Wundheilungsstörungen sind nach der Literatur die häufigsten Komplikationen nach Operationen am rheumatischen Fuß, wobei die Interpretation der Zahlen schwierig ist, weil oft unterschiedliche Kollektive beschrieben sind, die noch andere Operationen als Vorfußoperationen umfassen. Im Vergleich zu elektiven Vorfußeingriffen mit einer Rate von 1,2 % Wundheilungsstörungen [11] sind diese Komplikationen beim Rheumafuß sicher höher. Einige Autoren beschreiben die Wundheilungsstörung (delayed wound healing) als „relative Komplikation“, die im normalen postoperativen Verlauf sozusagen erwartet und eingerechnet wird [12]. Die Komplikationsraten in Form von verzögerten Wundheilungen und oberflächlichen Infekten, werden in der Literatur mit 4–24 % Wundheilungsstörungen und 0–14 % Infekten angegeben [13]. In mehreren Arbeiten werden bei Vorliegen einer rheumatoiden Arthritis allerdings keine höheren Wundheilungsstörungen und Infektraten angegeben [14, 15]. Als Risikofaktoren für Wundheilungsstörungen und Infekte werden Rauchen, Alter und Operationsdauer angegeben [16]. Bei der präoperativen Antibiotikagabe ist der zeitliche Abstand zum Anlegen der Blutsperre/-leere zu beachten. Anhand von intraoperativen Messungen des Cephalosporin-Spiegels in den Metatarsalia wurde festgestellt, dass eine ausreichende Konzentration gegen Staphylokokkus aureus erst nach einer Stunde vor der Blutsperre/-leere erreicht war [17].

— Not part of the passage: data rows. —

PR #1483, opened 2015-10-13
fix Content-Disposition header #1481

### LINKED ISSUE #1481: Wrong Content-Disposition header when download epub (rfc1806)
When download an epub file, the content-disposition header value is wrong:

Result:
Content-Disposition: attached; filename="title.epub"

Should be:
Content-Disposition: attachment; filename="title.epub"

see: http://www.ietf.org/rfc/rfc1806.txt

Impact:
The filename is not set properly on some devices like my Sony Reader, and use default filename "filename.bin". The device cannot open the file with that name.

alkahan:
Fix #1481


j0k3r:
Thanks ! :+1:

Es wird angenommen, dass aufgrund der bei den meisten Patienten durchgeführten medikamentösen antirheumatischen Therapie möglicherweise ein erhöhtes Risiko für Wundheilungsstörungen und Infektionen besteht. Insbesondere die sogenannten Biologicals, wie die TNF-a-Blocker , IL-6-Inhibitor und andere, werden dafür angeschuldigt.

Obwohl Studien widersprüchlich sind und ein genereller Konsens in der Frage der perioperativen Gabe der Biologicals nicht besteht [18], wird in der Regel empfohlen, diese Medikamente für die Zeit von 2 Halbwertzeiten vor der Operation abzusetzen und nach erfolgter Wundheilung wieder anzusetzen [19]. Diese hinweisgebende Empfehlung ist aber insbesondere vor dem Hintergrund der uneinheitlichen Studienaussagen dem jeweiligen individuellen Risiko des Patienten anzupassen. Denn eine Unterbrechung dieser Medikation könnte zu einem Entzündungsschub führen und wäre dann eher ungünstig. Für ein Absetzen der Biologicals in der perioperativen Phase spricht auf jeden Fall die Konstellation von multipler antirheumatischer Medikation in Verbindung mit Rauchen, Alkohol und erhöhten HbA1c-Werten [10].